> **Problem**
Every line of the records that contains "disabled" should be tallied, and only the resulting number returned.
=-=-=
PR #698, opened 2021-08-23
Create panedwindow to control minimap size

Akuli:
Fixes #60

PR #700, opened 2021-08-23
Improve *args and **kwargs type hints

Akuli:
Contains some of the same changes as #698

### DIFF
--- a/porcupine/plugins/pastebin.py
+++ b/porcupine/plugins/pastebin.py
@@ -146,7 +146,7 @@ class DPaste(Paste):
 class SuccessDialog(tkinter.Toplevel):
     def __init__(self, url: str):
         super().__init__()
-        self.url = url
+        self._url = url
 
         content = ttk.Frame(self)
         content.pack(fill="both", expand=True)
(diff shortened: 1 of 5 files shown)


porcupine/plugins/pastebin.py
```diff
@@ -144,8 +144,8 @@ def run(self, code: str, lexer_class: LexerMeta) -> str:
 
 
 class SuccessDialog(tkinter.Toplevel):
-    def __init__(self, url: str, *args: Any, **kwargs: Any):
-        super().__init__(*args, **kwargs)
+    def __init__(self, url: str):
+        super().__init__()
         self.url = url
```
Akuli, line 149: could this be `self._url`

porcupine/utils.py
```diff
@@ -84,6 +84,28 @@ def quote(string: str) -> str:
     quote = shlex.quote
 
 
+# https://github.com/python/typing/issues/769
+def copy_type(f: _T) -> Callable[[Any], _T]:
```
Akuli, line 88: Not referenced in `docs/utils.rst`?

PR #704, opened 2021-08-23
add json settings file indentation

rdbende:
make json settings file readable by adding indentation


Akuli (approved):
Thanks!

Akuli:
If you don't want to get old commits showing up in every pull request, you can delete the branch that Git on your computer currently calls "master" (`git branch -D master`, after switching to some other non-master branch) and then make a new master branch based on mine (`git checkout --track Akuli/master`). To see what is going on, I recommend [git lola](https://akuli.github.io/git-guide/branches.html#git-lola) if you don't already have something similar.

rdbende:
Thanks for the advice!

PR #708, opened 2021-08-23
encoding dropdown

### LINKED ISSUE #705: encoding dropdown
would be nice to have a combobox with the available codecs in the popup window instead of the entry

rdbende:
btw fixes #705

### DIFF
--- a/porcupine/tabs.py
+++ b/porcupine/tabs.py
@@ -12,6 +12,7 @@ import os
 import pathlib
 import tkinter
 import traceback
+import encodings
 from tkinter import filedialog, messagebox, ttk
 from typing import Any, Callable, Iterable, NamedTuple, Optional, Sequence, Type, TypeVar
 
@@ -413,6 +414,16 @@ class ReloadInfo(utils.EventDataclass):
 
 
 def _ask_encoding(path: pathlib.Path, encoding_that_didnt_work: str) -> str | None:
+    list_of_encodings = [x.replace("_", "-") for x in set(encodings.aliases.aliases.values())]
+
+    # must do this, because in list_of_encodings there are encodings, that codecs don't know
+    # but probably this isn't the appropriate place to do it
+    for encoding in list_of_encodings:
+        try:
+            codecs.lookup(encoding)
+        except LookupError:
+            list_of_encodings.remove(encoding)
+
     label_width = 400
 
     dialog = tkinter.Toplevel()
@@ -432,9 +443,9 @@ def _ask_encoding(path: pathlib.Path, encoding_that_didnt_work: str) -> str | No
     ).pack(fill="x", padx=10, pady=10)
 
     var = tkinter.StringVar()
-    entry = ttk.Entry(big_frame, textvariable=var)
-    entry.pack(pady=50)
-    entry.insert(0, encoding_that_didnt_work)  # type: ignore[no-untyped-call]
+    combobox = ttk.Combobox(big_frame, values=sorted(list_of_encodings), textvariable=var)
+    combobox.pack(pady=40)
+    combobox.set(encoding_that_didnt_work)  # type: ignore[no-untyped-call]
 
     ttk.Label(
         big_frame,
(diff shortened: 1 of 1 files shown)


porcupine/tabs.py
```diff
@@ -432,9 +443,9 @@ def _ask_encoding(path: pathlib.Path, encoding_that_didnt_work: str) -> str | No
     ).pack(fill="x", padx=10, pady=10)
 
     var = tkinter.StringVar()
-    entry = ttk.Entry(big_frame, textvariable=var)
-    entry.pack(pady=50)
-    entry.insert(0, encoding_that_didnt_work)  # type: ignore[no-untyped-call]
+    combobox = ttk.Combobox(big_frame, values=sorted(list_of_encodings), textvariable=var)
```
Akuli, line 446: Maybe the whole `textvariable` should be deleted, since this uses `combobox.get()` anyway.

porcupine/tabs.py
```diff
@@ -413,6 +414,16 @@ class ReloadInfo(utils.EventDataclass):
 
 
 def _ask_encoding(path: pathlib.Path, encoding_that_didnt_work: str) -> str | None:
+    list_of_encodings = [x.replace("_", "-") for x in set(encodings.aliases.aliases.values())]
+
+    # must do this, because in list_of_encodings there are encodings, that codecs don't know
+    # but probably this isn't the appropriate place to do it
+    for encoding in list_of_encodings:
```
Akuli, line 421: This loop doesn't work. For a simpler example, consider:

```
>>> foo = ['a', 'b', 'c']
>>> for item in foo: foo.remove(item)
... 
>>> foo
['b']
```

The for loop internally creates a list iterator, which has an  index pointing into the list. Let's say that the index is `0`, and so we delete `foo[0]`, making `foo` to be `['b', 'c']`. So far so good. But then the index increments for the next iteration, and now we are deleting `foo[1]`, which is now `'c'` because `foo` is `['b', 'c']`. In general, loops like this can't delete two adjacent elements, because once an element is deleted, the index incrementing will cause the next element to be skipped.

To fix this, you can loop backwards, since deleting an element does not mess up indexes before whatever it is you deleted:

```suggestion
    for encoding in reversed(list_of_encodings):
```

Or you can loop over a copy of the list:

```suggestion
    for encoding in list_of_encodings.copy():
```

porcupine/tabs.py
```diff
@@ -631,15 +641,25 @@ def __init__(
...
-            self, width=1, height=1, wrap="none", undo=True, padx=3
+            self,
+            width=1,
+            height=1,
+            wrap="none",
+            undo=True,
+            padx=3,
+            borderwidth=0,
+            relief="solid",
+            highlightthickness=0,
```
Akuli, line 662: Some of these changes should be reflected in the minimap plugin. Currently it does not line up nicely with the main text widget:

Screenshot at 2021-08-24 15-30-56

What is the reason for changing all this in the first place? What was wrong with the default values?

porcupine/tabs.py
Akuli: Looking into this more, it seems like the right solution would be to use a hard-coded list: https://stackoverflow.com/a/25584253

Currently Python 3.7 is the oldest Python that Porcupine supports. If you add a comment that mentions `3.7`, the encoding list will get updated when Porcupine drops support for Python 3.7.

porcupine/tabs.py
rdbende: I kept the `textvariable` so that if the user types an unknown encoding, it checks and disables the Ok button.

porcupine/tabs.py
rdbende: lol, it wasn't intended, I just played around with the border, because I don't like the `highlightthickness`, but I didn't want to commit it

porcupine/tabs.py
```diff
@@ -412,6 +412,109 @@ class ReloadInfo(utils.EventDataclass):
     had_unsaved_changes: bool
 
 
+# list of encodings supported by python 3.7
```
Akuli, line 415:
```suggestion
# list of encodings supported by python 3.7 https://stackoverflow.com/a/25584253
```

porcupine/tabs.py
Akuli: You might like `git diff --cached` (or `--staged`) before committing so you actually see what you are about to commit. To include only a part of a file for committing, you can use `git add -p file.py`, and it will ask about each change whether you want it to be in the commit or not.

rdbende: The funny thing is that I did `git diff --staged` but didn't notice

PR #712, opened 2021-08-24
add dialog title

### LINKED ISSUE #711: encoding dialog: title is stupid
Plasma puts a number after the title
image

should be something like "select an encoding"

rdbende:
Fixes #711


Akuli:
I ran `git grep 'tkinter.Toplevel[()]'`, and apparently the plugin manager has the same problem. Can you fix that too?

PR #722, opened 2021-09-02
isort plugin

rdbende:
I needed an isort plugin, so this is just black with ctrl-f and replace


Akuli:
Thanks! It would be nice to combine the two into one plugin, maybe `python_tools.py`, but that can be a separate PR.

PR #724, opened 2021-09-03
rewrite wrap plugin to use settings

### LINKED ISSUE #627: "Wrap long lines" option unsets when dragging tab out of porcupine

Akuli:
Fixes #627

### DIFF
--- a/porcupine/plugins/wrap.py
+++ b/porcupine/plugins/wrap.py
@@ -6,11 +6,11 @@ from functools import partial
 
 from porcupine import get_tab_manager, menubar, tabs
 
-
 # unfortunately wrap info be synced between 3 places:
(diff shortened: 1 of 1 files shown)


porcupine/plugins/wrap.py
```diff
@@ -7,22 +7,46 @@
...
-        return True
-    return False
+        try:
+            value = tab.settings.get("wrap", bool)
+        except KeyError:
+            # Happens when adding new tab to tab manager before on_new_filetab() runs
+            return
+        var.set(value)
+    else:
+        var.set(False)
```
Akuli, line 31:
```suggestion
        var.set(False)  # menu item will be disabled
```

PR #725, opened 2021-09-03
combine black and isort plugins

Akuli:
Cleans up copy/pasta created in #722


porcupine/plugins/python_tools.py
```diff
@@ -19,7 +19,7 @@
 log = logging.getLogger(__name__)
 
 
-def run_black(code: str, path: Path | None) -> str:
+def run_tool(tool: str, code: str, path: Path | None) -> str:
     python = python_venv.find_python(None if path is None else utils.find_project_root(path))
     if python is None:
         messagebox.showerror(
```
Akuli, line 25: The line below (which I can't comment on github) says black, even if the user tries to isort.

PR #731, opened 2021-09-03
update line numbers when unfolding

### LINKED ISSUE #709: folding: line numbers don't appear when unfolding in small files
line numbers don't appear when unfolding in short files

folded:
image

unfolded:
image

the code is there, but the line numbers are not

Akuli:
Fixes #709

### DIFF
--- a/porcupine/plugins/fold.py
+++ b/porcupine/plugins/fold.py
@@ -47,11 +47,6 @@ def update_line_numbers(tab: tabs.FileTab) -> None:
             child.do_update()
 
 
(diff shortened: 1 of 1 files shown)


porcupine/plugins/fold.py
```diff
@@ -41,6 +41,17 @@ def find_indented_block(tab: tabs.FileTab, lineno: int) -> int | None:
     return last_lineno
 
 
+def update_line_numbers(tab: tabs.FileTab):
```
Akuli, line 44:
```suggestion
def update_line_numbers(tab: tabs.FileTab) -> None:
```

PR #733, opened 2021-09-04
Directory tree: right-click options to delete or trash files and folders

Akuli:


requirements.txt
```diff
@@ -11,3 +11,4 @@ typing_extensions
 dacite>=1.5.1,<2.0.0
 toml
 ttkthemes>=3.0.0
+send2trash[nativeLib]>=1.8.0,<2.0.0
```
Akuli, line 14: need to test windows installer

porcupine/plugins/directory_tree_delete.py
```diff
@@ -0,0 +1,99 @@
...
+    if not close_tabs(find_tabs_by_parent_path(path)):
+        return
+
+    try:
+        send2trash(path)
+    except Exception as e:
+        log.exception(f"can't trash {path}")
+        messagebox.showerror(
+            f"Moving to {trash_name} failed",
+            f"Moving {path} to {trash_name} failed:\n\n{type(e).__name__}: {e}",
```
Akuli, line 54:
```suggestion
            f"Moving {path} to {trash_name} failed.\n\n{type(e).__name__}: {e}",
```

porcupine/plugins/python_venv.py
```diff
@@ -109,25 +109,24 @@ def _on_folder_refreshed(event: utils.EventWithData) -> None:
...
+    if path == project_root or not path.is_dir():
+        return
+
+    is_used_var = tkinter.BooleanVar(value=(get_venv(project_root) == path))
+    cast(Any, tree.contextmenu).garbage_collection_is_lol = is_used_var
+
+    tree.contextmenu.add_checkbutton(
+        label="Use this Python venv",
+        variable=is_used_var,
+        state=("normal" if is_venv(path) else "disabled"),
```
Akuli, line 126: Should be also disabled whenever it is checked. Otherwise user thinks that clicking it will somehow stop using the venv, and that's just not true.

porcupine/plugins/directory_tree.py
```diff
@@ -546,3 +562,6 @@ def setup() -> None:
         if path.is_absolute() and path.is_dir():
             tree.add_project(path, refresh=False)
     tree.refresh()
+
+    # TODO: mac right click = button 2?
```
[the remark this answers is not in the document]
Akuli: #737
=-=-=
> **Answer section**
3